Issue #65, opened 2024-01-11
Adding QMI Drivers for Tenma power supplies


heevasti:
Description 
=========== 
Add QMI drivers for the Tenma benchtop power supply models 72-13360 & 72-2550 in QMI. QMI instrument drivers, already working but rough versions can be found here [13360](https://gitlab.tudelft.nl/team-diamond/diamondos/-/blob/56fc5ca1d0edea3998d995998bd07667df7598e9/instruments/tenma/tenma72_13360.py) and [2550](https://gitlab.tudelft.nl/team-diamond/diamondos/-/blob/56fc5ca1d0edea3998d995998bd07667df7598e9/instruments/tenma/tenma72_2550.py). These are expecting for serial transport strings, but should be edited such that also other transport strings, especially (TBD in [here](https://github.com/orgs/QuTech-Delft/projects/2/views/1?pane=issue&itemId=47294829)) UDP transport can also be used.

There exists already a nice package for controlling Tenma power supplies via serial:
https://github.com/kxtells/tenma-serial/blob/master/tenma/tenmaDcLib.py#L798
From this we could adopt the idea of creating a base class `Tenma_72Base` for our two drivers. In the base class would be defined some class attributes like the max Volt and Amp. We can probably ignore the `NCONFS` as at the moment there is no requirement to save/load configurations. We can leave the default baudrate attribute for serial implementations. Probably (but not checked) some `rpc_method`s could be implemented already in the base class, like `open()`, `close()` and `get_idn()`. For the rest check per method if the implementation can be in the base class. If not, line out the method with inputs, outputs and a docstring, but simply return `NotImplementedError`. The implementations will then be in the "concrete" classes.

Go through the example drivers' code and the pypi code and implement the necessary functions for classes `Tenma_722550` and `Tenma_7213360` in `qmi.instruments.tenma.psu_72` module. Also remember to include description and imports in the `__init__.py` so that the QMI driver show nice description in the Sphinx-generated documentation as well (see other QMI drivers for examples). 

You can also add nice [CLI tools for testing](https://github.com/QuTech-Delft/QMI/tree/main/bin/instruments).

Affected components 
------------------- 
QMI

Modules to be created 
--------------------- 
`qmi/instruments/tenma/psu_72.py`

Modules to be modified
---------------------- 
N/A

Tests to be created/updated 
--------------------------- 
`tests/instruments/tenma/test_psu_72.py`

Documentation to be updated 
--------------------------- 
[...]

PR #66, opened 2024-01-11
Adding qmi drivers for tenma power supplies

heevasti:
Related to #65

Acceptance criteria 
=================== 
- [x] Functionality implemented in agreement with description of the ticket
- [x] Tests are updated
- [x] Documentation updated


qmi/instruments/tenma/psu_72.py
```diff
@@ -0,0 +1,490 @@
...
+            Dictionary of status values.
+        """
+        self._send("STATUS?")
+        statusByte = ord(self._transport.read(1, 1))  # Read response byte
+        ch1mode = (statusByte & 0x01)
+        ch2mode = (statusByte & 0x02)
+        tracking = (statusByte & 0x0C) >> 2
+        output_enabled = (statusByte & 0x40)
+
+        if tracking == 0:
```
rbudhrani, line 256: an enum here would look good, then this whole if block is not needed, instead:
`tracking = TenmaTracking((statusByte & 0x0C) >> 2)` given that `TenmaTracking` is the enum

qmi/instruments/tenma/psu_72.py
```diff
@@ -0,0 +1,490 @@
...
+            tracking = "Independent"
+        elif tracking == 1:
+            tracking = "Tracking Series"
+        elif tracking == 2:
+            tracking = "Tracking Parallel"
+        else:
+            tracking = "Unknown"
+        return {
+            "Ch1Mode": "C.V" if ch1mode else "C.C",
```
rbudhrani, line 265: having an enum for `TenmaChannelMode` with two values `ConstantCurrent` and `ConstantVoltage` would fit well here

qmi/instruments/tenma/psu_72.py
```diff
@@ -0,0 +1,490 @@
...
+    MAX_CURRENT = 30
+    DEFAULT_BAUDRATE = 115200
+
+    def __init__(self, context: QMI_Context, name: str, transport: str) -> None:
+        super().__init__(context, name, transport)
+        self.serial_eol = "\n"
+
+    def _send(self, cmd: str) -> None:
+        cmd = cmd + self.serial_eol
+        return super(Tenma72_13350, self)._send(cmd)
```
rbudhrani, line 337: why do you need arguments for this `super`? Same for other instances

qmi/instruments/tenma/psu_72.py
```diff
@@ -0,0 +1,490 @@
...
+            "OutputEnabled": True | False,
+            "V/C priority ": "Current priority" | "Voltage priority",
+            "Beep ": True | False,
+            "Lock ": True | False,
+
+        Returns: 
+            Dictionary of status values.
+        """
+        self._send("STATUS?")
+        statusBytes = self._transport.read(2, 2)  # Read response byte
```
rbudhrani, line 354: `statusBytes` -> `status_bytes`

qmi/instruments/tenma/psu_72.py
```diff
@@ -0,0 +1,490 @@
...
+        # 72-13350 sends two bytes back, the second being '\n'
+        status = statusBytes[0]
+
+        ch1mode = (status & 0x01)
```
rbudhrani, line 358: `ch1mode` and `current_priority` don't need parenthesis

qmi/instruments/tenma/psu_72.py
```diff
@@ -0,0 +1,490 @@
...
+        output_enabled = bool(status & 0x02)
+        current_priority = (status & 0x04)
+        beep = bool(status & 0x10)
+        lock = bool(status & 0x20)
+
+        return {
+            "ChannelMode": "C.V" if ch1mode else "C.C",
+            "OutputEnabled": output_enabled,
+            "V/C priority": "Current priority" if current_priority else "Voltage priority",
```
rbudhrani, line 367: this can also be an enum. Makes comparisons easier for the layers above QMI

qmi/instruments/tenma/psu_72.py
```diff
@@ -0,0 +1,490 @@
...
+
+    @rpc_method
+    def get_dhcp(self) -> int:
+        """Use the IP LAN command to see if DHCP is enabled.
+
+        Returns:
+            dhcp: The current DHCP enabled state.
+        """
+        cmd = ":SYST:DHCP?" + self.serial_eol
+        super(Tenma72_13350, self)._send(cmd)
```
rbudhrani, line 385: if you do a `self._send(cmd)` then you don't need to make the command as you have in the line before because the `_send` for this class will append the eol. Same for the others

qmi/instruments/tenma/psu_72.py
```diff
@@ -0,0 +1,490 @@
...
+            "OutputEnabled": bool(output_enabled),
+        }
+
+    @rpc_method
+    def enable_output(self, output: bool) -> None:
+        command = f"OUT{int(output)}"
+        self._enable_output(output, command)
+
+
+class Tenma72_2535(Tenma72_2550):
```
rbudhrani, line 277: class dostrings here and for the rest of the inheriting classes would be nice (even if its one line). Maybe you can mention in the docstring what the values of the attributes are, so then our sphinx documentation can also catch it.

bin/instruments/qmi_tenma_72psu.py
```diff
@@ -0,0 +1,150 @@
+#! /usr/bin/env python3
```
rbudhrani, line 1: all our other CLI tools don't have .py appended to their filenames

bin/instruments/qmi_tenma_72psu.py
```diff
@@ -0,0 +1,150 @@
...
+    parser.add_argument("--output", action="store_true", help="Enable output", default=None)
+    parser.add_argument("--no-output", dest="output", action="store_false", help="Disable output")
+    parser.add_argument("--ip", type=str, help="Get/Set IP address", nargs='?', const='get')
+    parser.add_argument("--dhcp", type=str, help="Get/Set IP address", nargs='?', const='get')
+    parser.add_argument("--port", type=str, help="Get/Set IP port number", nargs='?', const='get')
+    parser.add_argument("--mask", type=str, help="Get/Set IP subnet mask", nargs='?', const='get')
+    parser.add_argument("--gateway", type=str, help="Get/Set IP gateway", nargs='?', const='get')
+    args = parser.parse_args()
+
+    instr: globals()[f"Tenma72_{args.model}"]
```
rbudhrani, line 40: i'm not sure how globals works, but I would try with `instr = getattr(qmi.instrument.tenma, f"Tenma_{args.model}")`

qmi/instruments/tenma/psu_72.py
```diff
@@ -0,0 +1,490 @@
...
+    def _enable_output(self, output: bool, command: str) -> None:
+        """Internal function to further communicate the output state to instrument.
+
+        Parameters:
+            output: The expected output state.
+            command: The enable command string.
+        """
+        self._send(command)
+        status = self.get_status()
+        if status["OutputEnabled"] is not output:
```
rbudhrani, line 88: this conditional block does not have a test

qmi/instruments/tenma/psu_72.py
```diff
@@ -0,0 +1,490 @@
...
+        idn = self._read()
+        # Find all relevant info from response. Should be of format TENMA 72-2535 SN:1231345 V2.0
+        pattern = re.compile(r'(\b\w+\b[^ ]*|\b72[^ ]*|V[^ ]*|SN:[^ ]*)')
+
+        # Find all matches in the input string
+        matches = pattern.findall(idn)
+
+        # Extract the relevant parts from the matches
+        vendor = matches[0] if matches else None
+        model = next((match for match in matches[1:] if match.startswith('72')), None)
```
rbudhrani, line 125: would be nice to have a test for the default value of None for these variables

tests/patcher.py
```diff
@@ -0,0 +1,35 @@
+"""Generic patcher implementations."""
+import qmi
```
rbudhrani, line 2: qmi imports should go together

rbudhrani (changes requested):

qmi/instruments/tenma/psu_72.py
```diff
@@ -0,0 +1,490 @@
...
+
+    def _send(self, cmd: str) -> None:
+        """Writes a command to the Tenma, just an ascii string
+
+        Parameters:
+            cmd:    The command to write to the device.
+        """
+        _logger.info("[%s] Sending message %s", self._name, cmd)
+        self._transport.write(bytes(cmd, "ascii"))
+        sleep(.02)  # Sleep some bits to let the message arrive
```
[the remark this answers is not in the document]
heevasti: Made a class attribute

qmi/instruments/tenma/psu_72.py
```diff
@@ -0,0 +1,490 @@
...
+
+    def _read(self, timeout: float = 0.2) -> str:
```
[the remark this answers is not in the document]
heevasti: Changed it.

qmi/instruments/tenma/psu_72.py
```diff
@@ -0,0 +1,490 @@
...
+        """
+        response = self._transport.read_until_timeout(self.BUFFER_SIZE, timeout)
+        _logger.info("[%s] Read message %s", self._name, response)
+        return response.decode('ascii')
+
+    def _enable_output(self, output: bool, command: str) -> None:
+        """Internal function to further communicate the output state to instrument.
+
+        Parameters:
+            output: The expected output state.
```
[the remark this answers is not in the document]
heevasti: Ok

qmi/instruments/tenma/psu_72.py
```diff
@@ -0,0 +1,490 @@
...
+    def read_current(self, output_channel: Optional[int] = None) -> float:
+        """Read the current setting.
+
+        Parameters:
+            output_channel: The channel to send the inquiry to.
+
+        Returns:
+            Current setting of the channel in Amperes.
+        """
+        ch = output_channel or ""
```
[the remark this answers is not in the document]
heevasti: The joke here is that models based on 2550 need a channel number for the command, while based on 13350 not. So when it is `None`, the command is simply "ISET?".  If you make it either mandatory parameter or a check on its value, we would need to make this much more complicated (need to check which class we are in) or make separate implementations for 2550 and 13350 series. 

Now the command will simply not work if sent on 2550 series without a channel number.

qmi/instruments/tenma/psu_72.py
```diff
@@ -0,0 +1,490 @@
...
+        self._send(command)
+        # Response has appended sixth byte from *IDN? to voltage reading due to a firmware bug
+        return float(self._read()[:5])
+
+    @rpc_method
+    def set_current(self, current: float, output_channel: Optional[int] = None) -> None:
+        """Sets the current setting.
+
+        Parameters:
+            current: Current for the channel in Amperes.
```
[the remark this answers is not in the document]
heevasti: I'm afraid I don't see where it is inconsistent.

qmi/instruments/tenma/psu_72.py
```diff
@@ -0,0 +1,490 @@
...
+        command = f"VSET{ch}?"
+        self._send(command)
+        return float(self._read())
+
+    @rpc_method
+    def set_voltage(self, voltage: float, output_channel: Optional[int] = None) -> None:
+        """Sets the voltage setting.
+
+        Parameters:
+            voltage: Voltage setting for the channel in Volts.
```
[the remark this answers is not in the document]
heevasti: Ok

qmi/instruments/tenma/psu_72.py
```diff
@@ -0,0 +1,490 @@
...
+            version=version
+        )
+
+    @rpc_method
+    def get_status(self) -> Dict[str, Any]:
+        """This method needs to be implemented in the inheriting classes."""
+        raise NotImplementedError()
+
+    @rpc_method
+    def read_current(self, output_channel: Optional[int] = None) -> float:
```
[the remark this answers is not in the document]
heevasti: Ok, will change to the usual get-set.

qmi/instruments/tenma/psu_72.py
```diff
@@ -0,0 +1,490 @@
...
+                * 01 = Tracking series
+                * 10 = Tracking parallel
+            OutputEnabled: True | False
+        
+        Returns: 
+            Dictionary of status values.
+        """
+        self._send("STATUS?")
+        statusByte = ord(self._transport.read(1, 1))  # Read response byte
+        ch1mode = (statusByte & 0x01)
```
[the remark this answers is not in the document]
heevasti: removed.

qmi/instruments/tenma/psu_72.py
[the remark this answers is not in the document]
rbudhrani: the tabbing for the docs for `current` and `output_channel` are different

qmi/instruments/tenma/psu_72.py
heevasti: How would that work for the `else: tracking = "Unknown"` part?

rbudhrani: there is a classmethod called `_missing_` that you could override for the enum class.
```python
class TenmaTracking(Enum):
    INDEPENDENT = 0
    TRACKING_SERIES = 1
    TRACKING_PARALLEL = 2
     UNKNOWN = 99999
     
     @classmethod
    def _missing_(cls, value):
        return cls.UNKNOWN
```

qmi/instruments/tenma/psu_72.py
heevasti: Well, my IDE filled it in automatically and I left it. But, in Python 3, the `super()` class knows how to fill these values in automagically, so those arguments are not actually needed. Removing... The result is exactly same.

qmi/instruments/tenma/psu_72.py
heevasti: Whoopsie, correcting.

qmi/instruments/tenma/psu_72.py
heevasti: Removing

qmi/instruments/tenma/psu_72.py
heevasti: Yeah, `super()._send(cmd)` and `self._send(cmd)` are equals in this case as the child class does not implement its own `_send()` method. If it would, then there would be a difference as the first one explicitly calls for the parent class implementation while the second one would call the child class implementation. The order is with `self._send(cmd)`: 1. Is `_send` implemented in this (child) class? Yes -> execute that one or No -> search for it in the parent class and execute there. 

Another difference is that if we decide to implement something different in the sub-sub-class, like in `Tenma72_13360` which is a child of `Tenma72_13350` which is a child of `Tenma72_Base`, using `super()._send()` in the first child would make sure that even if we wrote over the `_send` method there, the base class class method will be called in the second child. And we could overwrite in the second child method the `_send` to use `self._send` with some explicit actions there which would not be affected by the first child `_send`. But, anyhow, we are probably not going to do any of that so I'll go back to the default `self._send` here to avoid any confusion what the idea is. Maybe I had some some initial idea with this to do something else but then it got discarded/forgotten but I left the `super()` stuff here...

heevasti: Oh, sorry, I take this comment back! By replacing it with `self._send(cmd)` results into 
```
  File "C:\Users\heevasti\source\qutech-delft\QMI\qmi\instruments\tenma\psu_72.py", line 338, in _send
    return self._send(cmd)
           ^^^^^^^^^^^^^^^
  [Previous line repeated 976 more times]
RecursionError: maximum recursion depth exceeded
```

so, that was the reason.

qmi/instruments/tenma/psu_72.py
heevasti: Ah, good point! I'll edit those.

qmi/instruments/tenma/psu_72.py
rbudhrani: I think if you change the `_send` method in `Tenma72_13350` to
```python
def _send(self, cmd: str) -> None:
        cmd = cmd + self.serial_eol
        return super()._send(cmd)
```
and then the other calls like `set_dhcp` to
```python
def set_dhcp(self, dhcp: int) -> None:
        """Use the IP LAN command to set a DHCP enabled state.

        Parameters:
            dhcp: New DHCP state. 0 is disabled, 1 is enabled.
        """
        cmd = f":SYST:DHCP {dhcp}" + self.serial_eol
        self._send(cmd)
```
it will fix that issue

qmi/instruments/tenma/psu_72.py
rbudhrani: I realised with the other comment that I skimmed over the classname. This is what causes the recursions, because you are calling the `_send` method of `Tenma72_13350` inside its own `_send` method. I'm surprised `get_status` did not complain with the recursion error

qmi/instruments/tenma/psu_72.py
heevasti: OK, my idea was to use the specific implementations of the `_send(self, cmd)` method in this (TEnma72_13350) class to not to have to write `cmd = "come_command" + self.serial_eol` for each command. But as I DID write it that way, calling `self._send(cmd)` made it to add it twice (`self.serial_eol`) and of course it failed. The correct fix is to keep the `_send` implementation as-is in this class, but replacing the `super().send` with `self.send`, and removing the ` + self.serial_eol` in all the RPC methods. Good that you dug into this so that I realized what the "issue" (well, sloppy implementation that happened to also work) was.

rbudhrani: did the code snippet I commented work? I'm surprised that writing it that way still gives recursion issues 🤔

bin/instruments/qmi_tenma_72psu.py
heevasti: Good catch, I'll remove the extension!

bin/instruments/qmi_tenma_72psu.py
heevasti: Both work, and give the correct instance back. But I suppose the `getattr` version is safer as it limits the search in `qmi.instruments.tenma` package, and not ALL globals. Even though I really doubt there would be some other global variable called `Tenma_xxx`...

qmi/instruments/tenma/psu_72.py
heevasti: Hmm... For `vendor`, `model`, `version` nothing (exciting) happens, but indeed `serial` would cause an `AttributeError` in the `serial=serial.strip()[3:],`. I think a check on this is needed to return `None` instead of excepting on it. Then just returning `None` for all `QMI_InstrumentIdentification` values is a reasonable test.

heevasti: ... unless it would be preferable to raise an exception in that case?

tests/patcher.py
heevasti: Fixed.

qmi/instruments/tenma/psu_72.py
heevasti: The client seems to prefer values "C.V" and "C.C". Those cannot be made with `Enum` as it complains about the `.` in the name.

qmi/instruments/tenma/psu_72.py
```diff
@@ -0,0 +1,490 @@
...
+
+        if tracking == 0:
+            tracking = "Independent"
+        elif tracking == 1:
+            tracking = "Tracking Series"
+        elif tracking == 2:
+            tracking = "Tracking Parallel"
+        else:
+            tracking = "Unknown"
+        return {
```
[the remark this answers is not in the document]
heevasti: Yes, but I don't like to do it because the other `get_status` of `Tenma72_13350` does have different outputs. So, it would get complicated as I would need to make two `NamedTuple`s (or `dataclass`es) as make the base class to return an `Union` of those. The dictionary as `Dict[str, Any]` works for both so makes it simpler.

qmi/instruments/tenma/psu_72.py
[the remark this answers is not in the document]
heevasti: Oh right, I looked in the `get` method. Sorry.

qmi/instruments/tenma/psu_72.py
heevasti: OK, I will make this as an Enum. With more than 2 possible values it makes sense.

qmi/instruments/tenma/psu_72.py
heevasti: Enum just for two values does not make much of a difference. And I think the client wants to use the string as output so I would prefer to leave it.

qmi/instruments/tenma/__init__.py
```diff
@@ -0,0 +1,15 @@
...
+  - 72-2535, 72-2540, 72-2545, 72-2550, 72-2925, 72-2930, 72-2935, 72-2940 & 72-10480
+  - 72-13350 & 72-13360
+"""
+import importlib
+
+tenma_module = importlib.import_module("qmi.instruments.tenma.psu_72")
+psu_classes = {name: cls for name, cls in dict(vars(tenma_module)).items() if name.startswith("Tenma")}
+for k, v in psu_classes.items():
+    if "Base" not in k:
+        globals()[k] = v
```
rbudhrani, line 15: do you need to add to globals now that you use `getattr`

qmi/instruments/tenma/psu_72.py
rbudhrani: I'm happy with returning None, but this scenario is not tested yet

qmi/instruments/tenma/psu_72.py
rbudhrani:
```python
class TenmaChannelMode(StrEnum):
    CONSTANT_CURRENT = "C.C"
    CONSTANT_POWER = "C.V"
```
this should work

qmi/instruments/tenma/__init__.py
heevasti: Looks like it. If I remove this, the script CLI raises an error in the `getattr` line.

qmi/instruments/tenma/psu_72.py
heevasti: Well, the snippet you wrote had still that ` + self.serial_eol` in the RPC method, which made it add the EOL char twice. So removing that from the RPC calls and having it only in the `_send` works.

qmi/instruments/tenma/psu_72.py
heevasti: Well I made it to raise an exception, if that's OK.

qmi/instruments/tenma/psu_72.py
heevasti: But then I would have to implement that line as:
```python
    "Ch1Mode": TenmaChannelMode.CONSTANT_CURRENT if ch1mode else TenmaChannelMode.CONSTANT_POWER [sic],
``` 
It doesn't really make it nicer.

rbudhrani: from enum import Enum
class TenmaChannelMode(Enum):
    CONSTANT_CURRENT = 0
    CONSTANT_POWER = 1

qmi/instruments/tenma/psu_72.py
rbudhrani: addressed in other comment

qmi/instruments/tenma/__init__.py
rbudhrani: fixed with the new import statement

qmi/instruments/tenma/psu_72.py
heevasti: OK, I made a dataclass for it. See latest commit.

qmi/instruments/tenma/psu_72.py
```diff
@@ -0,0 +1,562 @@
...
+    value: bool
+    name: str = "C.C"
+
+    def __post_init__(self):
+        if self.value:
+            self.name = "C.V"
+
+
+class TrackingState(Enum):
+    Independent = 0
```
rbudhrani, line 43: Enum values should be in all caps

qmi/instruments/tenma/psu_72.py
rbudhrani: if its a dataclass that returns string, then the ternary statement you had earlier also works

rbudhrani (approved):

+===+

Everything above from the line containing "heevasti: How would" down to the line containing "and execute there." should be copied exactly, both end lines included, and nothing else.

heevasti: How would that work for the `else: tracking = "Unknown"` part?

rbudhrani: there is a classmethod called `_missing_` that you could override for the enum class.
```python
class TenmaTracking(Enum):
    INDEPENDENT = 0
    TRACKING_SERIES = 1
    TRACKING_PARALLEL = 2
     UNKNOWN = 99999
     
     @classmethod
    def _missing_(cls, value):
        return cls.UNKNOWN
```

qmi/instruments/tenma/psu_72.py
heevasti: Well, my IDE filled it in automatically and I left it. But, in Python 3, the `super()` class knows how to fill these values in automagically, so those arguments are not actually needed. Removing... The result is exactly same.

qmi/instruments/tenma/psu_72.py
heevasti: Whoopsie, correcting.

qmi/instruments/tenma/psu_72.py
heevasti: Removing

qmi/instruments/tenma/psu_72.py
heevasti: Yeah, `super()._send(cmd)` and `self._send(cmd)` are equals in this case as the child class does not implement its own `_send()` method. If it would, then there would be a difference as the first one explicitly calls for the parent class implementation while the second one would call the child class implementation. The order is with `self._send(cmd)`: 1. Is `_send` implemented in this (child) class? Yes -> execute that one or No -> search for it in the parent class and execute there. 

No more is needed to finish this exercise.